Traditional field effect transistors (FET's) are familiar conventional devices commonly incorporated as a fundamental building block into the intricate circuitry of integrated circuit (IC) chips. A single IC chip may feature many thousands to millions of FET's, along with other passive components such as resistors and capacitors, interconnected by conductive paths. FET's operate by varying the resistivity of a channel in a channel region separating a source and a drain. Carriers flow from the source to the drain through the channel in proportion to the variation in electrical resistivity. Electrons are responsible for channel conduction in n-channel FET's and, in p-channel FET's, holes are responsible for conduction in the channel. The output current of the FET is varied by application of a voltage to an electrostatically-coupled gate electrode located above the channel region between the source and drain. A thin gate dielectric insulates the gate electrode electrically from the channel region. A small change in gate voltage can cause a large variation in the current flowing from the source to the drain.
FET's can be classified into horizontal architectures and vertical architectures. Horizontal FET's exhibit carrier flow from source to drain in a direction parallel to the horizontal plane of the substrate on which they are formed. Vertical FET's exhibit carrier flow from source to drain in a direction vertical to the horizontal plane of the substrate on which they are formed.

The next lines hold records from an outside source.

PR #5690, opened 2017-02-13
SI-10180 Scan generic signatures when populating InnerClass attribute

retronym:
Generic signatures, like descriptors, include class names directly into the
grammar, rather than referring to class constants in the constant pool.

For the benefit of other compilers and tools consuming generic signatures,
we should record the metadata for inner classes that the reference.

This commit includers a parser for generic signatures that is designed for
performance with the simplifying assumption that it need only read
internal names. I started with the existing parser in ClassfileParser
that builds up symbols/types based on generic signatures. I don't see
an easy way to share more code between the two parsers without compromising
performance.

The new parser is used in the backend to trawl for referenced names in
the signatures of class definitions, field types, and method types.

Review by @lrytz. This is an old bug, so I'm happy to defer it to 2.12.3 if we don't have time to review it for 2.12.2

### DIFF
--- a/src/compiler/scala/tools/nsc/backend/jvm/analysis/BackendUtils.scala
+++ b/src/compiler/scala/tools/nsc/backend/jvm/analysis/BackendUtils.scala
@@ -275,7 +275,7 @@ class BackendUtils[BT <: BTypes](val btypes: BT) {
         visitInternalName(internalName.toString)
       }
       override def raiseError(msg: String): Unit = {
-        // don't crash on invalid generic signatures
+        throw new FatalError(msg)
       }
     }
 
--- a/src/compiler/scala/tools/nsc/backend/jvm/analysis/BackendUtils.scala
+++ b/src/compiler/scala/tools/nsc/backend/jvm/analysis/BackendUtils.scala
@@ -14,6 +14,7 @@ import scala.tools.asm.{Handle, Type}
 import scala.tools.nsc.backend.jvm.BTypes._
 import scala.tools.nsc.backend.jvm.GenBCode._
 import scala.tools.nsc.backend.jvm.opt.BytecodeUtils._
+import scala.tools.nsc.symtab.classfile.JavaSignatureWalker
 
 /**
  * This component hosts tools and utilities used in the backend that require access to a `BTypes`
@@ -269,6 +270,15 @@ class BackendUtils[BT <: BTypes](val btypes: BT) {
       }
     }
 
+    object sigWalker extends JavaSignatureWalker {
+      override def visitName(internalName: CharSequence): Unit = {
+        visitInternalName(internalName.toString)
+      }
+      override def raiseError(msg: String): Unit = {
+        // don't crash on invalid generic signatures
+      }
+    }
+
     // either an internal/Name or [[Linternal/Name; -- there are certain references in classfiles
     // that are either an internal name (without the surrounding `L;`) or an array descriptor
     // `[Linternal/Name;`.
@@ -304,6 +314,9 @@ class BackendUtils[BT <: BTypes](val btypes: BT) {
       case _ => // skip over primitive types
     }
 
+    def visitSignature(sig: String) =
+      if (sig != null) sigWalker.walk(sig)
+
     def visitConstant(const: AnyRef): Unit = const match {
       case t: Type => visitDescriptor(t.getDescriptor)
       case _ =>
@@ -331,6 +344,7 @@ class BackendUtils[BT <: BTypes](val btypes: BT) {
 
     visitInternalName(classNode.superName)
     classNode.interfaces.asScala foreach visitInternalName
+    visitSignature(classNode.signature)
     visitInternalName(classNode.outerClass)
 
     visitAnnotations(classNode.visibleAnnotations)
@@ -340,6 +354,7 @@ class BackendUtils[BT <: BTypes](val btypes: BT) {
 
     for (f <- classNode.fields.asScala) {
       visitDescriptor(f.desc)
+      visitSignature(f.signature)
       visitAnnotations(f.visibleAnnotations)
       visitAnnotations(f.visibleTypeAnnotations)
       visitAnnotations(f.invisibleAnnotations)
@@ -348,7 +363,7 @@ class BackendUtils[BT <: BTypes](val btypes: BT) {
 
     for (m <- classNode.methods.asScala) {
       visitDescriptor(m.desc)
-
+      visitSignature(m.signature)
       visitAnnotations(m.visibleAnnotations)
       visitAnnotations(m.visibleTypeAnnotations)
       visitAnnotations(m.invisibleAnnotations)
--- a/src/compiler/scala/tools/nsc/backend/jvm/analysis/BackendUtils.scala
+++ b/src/compiler/scala/tools/nsc/backend/jvm/analysis/BackendUtils.scala
@@ -263,7 +263,10 @@ class BackendUtils[BT <: BTypes](val btypes: BT) {
 
     def visitInternalName(internalName: InternalName): Unit = if (internalName != null) {
       val t = classBTypeFromParsedClassfile(internalName)
-      if (t.isNestedClass.get) innerClasses += t
+      t.isNestedClass match {
+        case Right(true) => innerClasses += t
+        case _ => // ignores absent classes
+      }
     }
 
     // either an internal/Name or [[Linternal/Name; -- there are certain references in classfiles
--- a/src/compiler/scala/tools/nsc/symtab/classfile/ClassfileParser.scala
+++ b/src/compiler/scala/tools/nsc/symtab/classfile/ClassfileParser.scala
@@ -686,7 +686,7 @@ abstract class ClassfileParser {
           accept(';')
           tpe
         case ARRAY_TAG =>
-          while ('0' <= sig.charAt(index) && sig.charAt(index) <= '9') index += 1
+          while ('0' <= sig.charAt(index) && sig.charAt(index) <= '9') index += 1 // TODO this line doesn't seem to correspond to the spec, remove?
           var elemtp = sig2type(tparams, skiptvs)
           // make unbounded Array[T] where T is a type variable into Array[T with Object]
           // (this is necessary because such arrays have a representation which is incompatible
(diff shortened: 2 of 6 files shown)


lrytz:
```
[info] 'compiler-interface' not yet compiled for Scala 2.12.2-20170213-144915-2fcd948. Compiling...
java.lang.StringIndexOutOfBoundsException: String index out of range: -2147483648
	at java.lang.String.charAt(String.java:658)
	at scala.tools.nsc.symtab.classfile.JavaSignatureWalker.current$1(JavaSignatureWalker.scala:30)
	at scala.tools.nsc.symtab.classfile.JavaSignatureWalker.parseTypeArgs$1(JavaSignatureWalker.scala:41)
	at scala.tools.nsc.symtab.classfile.JavaSignatureWalker.parseMethodOrFieldType$1(JavaSignatureWalker.scala:55)
	at scala.tools.nsc.symtab.classfile.JavaSignatureWalker.walk(JavaSignatureWalker.scala:104)
	at scala.tools.nsc.backend.jvm.analysis.BackendUtils.visitSignature$1(BackendUtils.scala:315)
```

src/compiler/scala/tools/nsc/symtab/classfile/ClassfileParser.scala
```diff
@@ -687,7 +687,7 @@ abstract class ClassfileParser {
           accept(';')
           tpe
         case ARRAY_TAG =>
-          while ('0' <= sig.charAt(index) && sig.charAt(index) <= '9') index += 1
+          while ('0' <= sig.charAt(index) && sig.charAt(index) <= '9') index += 1 // TODO this line doesn't seem to correspond to the spec, remove?
```
lrytz, line 689: Agreed. It goes back to the first version in 0b2d0a6.

src/compiler/scala/tools/nsc/symtab/classfile/JavaSignatureWalker.scala
```diff
@@ -0,0 +1,108 @@
...
+    }
+    var index = 0
+    val end = sig.length
+    def accept(ch: Char) {
+      assert(current() == ch, (current(), ch))
+      index += 1
+    }
+    def skipSubName(isDelimiter: Char => Boolean): Unit = {
+      val start = index
+      while (!isDelimiter(current())) { index += 1 }
```
lrytz: If `current()` doesn't stop / throw after `end`, it might be better to check for `\0` to prevent an infinite loop.

src/compiler/scala/tools/nsc/symtab/classfile/JavaSignatureWalker.scala
```diff
@@ -0,0 +1,108 @@
...
+    }
+    def appendSubName(builder: java.lang.StringBuilder, isDelimiter: Char => Boolean): CharSequence = {
+      val start = index
+      skipSubName(isDelimiter)
+      builder.append(sig, start, index)
+    }
+    def current(): Char = {
+      if (index < sig.length())
```
lrytz: `sig.length` / `end`. I would prefer if `current` throws when the index is out of bounds (fail fast).

lrytz (commented):
Looks good - I couldn't spot the reason for the crash just by looking at the code.

lrytz:
Oh, the `StringIndexOutOfBoundsException` is at `-2147483648`, which is `Int.MinValue`, so it's an overflow. The while loop in `parseTypeArgs` continues because `current` keeps returning `\0`.

lrytz:
I think `current` should throw and show the `sig` in the exception message if the index is out of bounds.

retronym:
```
[info] Compiling 293 Scala sources to /home/jenkins/workspace/scala-2.12.x-validate-test/build/quick/classes/compiler...
java.lang.AssertionError: assertion failed: The classfile for scala/tools/reflect/ToolBoxFactory$ToolBoxImpl$withCompilerApi$$api$ could not be found on the compilation classpath.
	at scala.tools.nsc.backend.jvm.BackendReporting$RightBiasedEither$.get$extension(BackendReporting.scala:50)
	at scala.tools.nsc.backend.jvm.analysis.BackendUtils.scala$tools$nsc$backend$jvm$analysis$BackendUtils$$visitInternalName$1(BackendUtils.scala:267)
	at scala.tools.nsc.backend.jvm.analysis.BackendUtils$sigWalker$2$.visitName(BackendUtils.scala:272)
	at scala.tools.nsc.symtab.classfile.JavaSignatureWalker.parseMethodOrFieldType$1(JavaSignatureWalker.scala:67)
```

```
⚡ javap -s -private -v -classpath build/quick/classes/compiler  'scala/tools/reflect/ToolBoxFactory$ToolBoxImpl$withCompilerApi$' 2>&1  | grep 'Signature.*\$api'
    Signature: #20                          // Lscala/tools/reflect/ToolBoxFactory<TU;>.ToolBoxImpl$withCompilerApi$$api$;
    Signature: #119                         // ()Lscala/tools/reflect/ToolBoxFactory<TU;>.ToolBoxImpl$withCompilerApi$$api$;
```

```
build/quick/classes/compiler/scala/tools/reflect/ToolBoxFactory$ToolBoxImpl$withCompilerApi$api$.class
```

Looks like an inconsistency between our generic signatures (`...withCompilerApi$$api$`) and class names (`...withCompilerApi$api$.class`). We should fix that, but also make this a non-fatal error in the backend.

retronym:
Pushed an extra WIP commit to fix the generic signatures and avoid crashing in the backend when referenced classfiles are missing during inner class table population.

src/compiler/scala/tools/nsc/transform/Erasure.scala
```diff
@@ -286,7 +286,18 @@ abstract class Erasure extends InfoTransform
               (
                 if (needsJavaSig(preRebound, Nil)) {
                   val s = jsig(preRebound, existentiallyBound)
-                  if (s.charAt(0) == 'L') s.substring(0, s.length - 1) + "." + sym.javaSimpleName
+                  if (s.charAt(0) == 'L') {
+                    val withoutSemicolon = s.substring(0, s.length - 1)
+                    val withoutOwingModuleDollar =
```
lrytz: typo `Owing`

src/compiler/scala/tools/nsc/transform/Erasure.scala
```diff
@@ -286,7 +286,18 @@ abstract class Erasure extends InfoTransform
...
+                      if (preRebound.typeSymbolDirect.isModuleClass && sym.isModuleOrModuleClass)
+                        // mimic the (questionable) choice of `flatName` to use the owning module's
```
lrytz: `flatName` is not an obvious reference - can you give a more specific one?

src/compiler/scala/tools/nsc/transform/Erasure.scala
```diff
@@ -91,7 +91,7 @@ abstract class Erasure extends InfoTransform
   // a close angle bracket '>'.  Any which do not are replaced with '$'.
   // This arises due to multiply nested classes in the face of the
   // rewriting explained at rebindInnerClass.   This should be done in a
-  // more rigorous way up front rather than catching it after the fact,
+  // more rigorous way up   front rather than catching it after the fact,
```
lrytz: whitespace

src/compiler/scala/tools/nsc/backend/jvm/analysis/BackendUtils.scala
```diff
@@ -263,7 +263,10 @@ class BackendUtils[BT <: BTypes](val btypes: BT) {
 
     def visitInternalName(internalName: InternalName): Unit = if (internalName != null) {
       val t = classBTypeFromParsedClassfile(internalName)
-      if (t.isNestedClass.get) innerClasses += t
+      t.isNestedClass match {
+        case Right(true) => innerClasses += t
+        case _ => // ignores absent classes
+      }
```
lrytz, line 270: I would argue that compilation should require this class to be on the classpath and fail otherwise. If we just ignore it here, the resulting classfile is different whether or not something is on the classpath or not, which is problematic IMO.

src/compiler/scala/tools/nsc/symtab/classfile/JavaSignatureWalker.scala
lrytz: ping

src/compiler/scala/tools/nsc/backend/jvm/analysis/BackendUtils.scala
retronym: I see your point. OTOH, I'm hesitant to turn remaining bugs in our generic signatures into fatal errors as the code that generates them is somewhat brittle. Maybe a warning is appropriate?

retronym: I pushed a commit to make it fatal, we can run that through the community build to get some more data.

src/compiler/scala/tools/nsc/transform/Erasure.scala
retronym: done

src/compiler/scala/tools/nsc/transform/Erasure.scala
retronym: fixed

src/compiler/scala/tools/nsc/backend/jvm/analysis/BackendUtils.scala
lrytz: > turn remaining bugs in our generic signatures into fatal errors

My worry is that ignoring errors here applies not only to buggy generic signatures, but also ignores classfiles that are missing on the classpath. This should be an error I think.

src/compiler/scala/tools/nsc/symtab/classfile/JavaSignatureWalker.scala
```diff
@@ -0,0 +1,113 @@
...
+            }
+          }
+
+          val internalName = new java.lang.StringBuilder
+          appendSubName(internalName, c => c == ';' || c == '<')
+          parseTypeArgs()
+          while (current() == '.') {
+            accept('.')
+            internalName.append('$')
+            appendSubName(internalName, c => c == ';' || c == '<' || c == '.')
```
lrytz, line 64: We should call `visitName` for intermediate names here. 

```
class A<T> {
  class B<U> {
    class C { }
  }
}

class T {
  A<String>.B<Object>.C foo() { return null; }
}
```

should give two entries in A: `A$B` and `A$B$C`.

No need to update this PR, I'm creating a best blend of your PR and mine (#5925).

lrytz:
Closing in favor of #5925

Because channel length for vertical FET's does not depend on the smallest feature size resolvable by lithographic equipment and methods, vertical FET's can be made with a shorter channel length than horizontal FET's. Consequently, vertical FET's can switch faster and possess a higher power handling capacity than horizontal FET's.
Carbon nanotubes are nanoscale high-aspect-ratio cylinders consisting of hexagonal rings of carbon atoms that have been proposed for use in forming hybrid devices, such as FET's. Carbon nanotubes efficiently conduct in their conducting form and act as a semiconductor in their semiconductor form. Horizontal FET's have been fabricated using a single semiconducting carbon nanotube as a channel region and forming ohmic contacts at opposite ends of the carbon nanotube extending between a gold source electrode and a gold drain electrode situated on the surface of a substrate. A gate electrode is defined in the substrate underlying the carbon nanotube and generally between the source and drain electrodes. The exposed surface of the substrate is oxidized to define a gate dielectric between the buried gate electrode and the carbon nanotube. Such horizontal FET's should switch reliably while consuming significantly less power than a comparable silicon-based device structure due to the small dimensions of the carbon nanotube. Although successfully formed under laboratory conditions by manipulating single carbon nanotubes using an atomic force microscope, these horizontal FET device structures are incompatible with mass production techniques.
What is needed, therefore, is a vertical FET structure incorporating one or more semiconducting carbon nanotubes as a channel region that is compliant with mass production techniques for IC chips.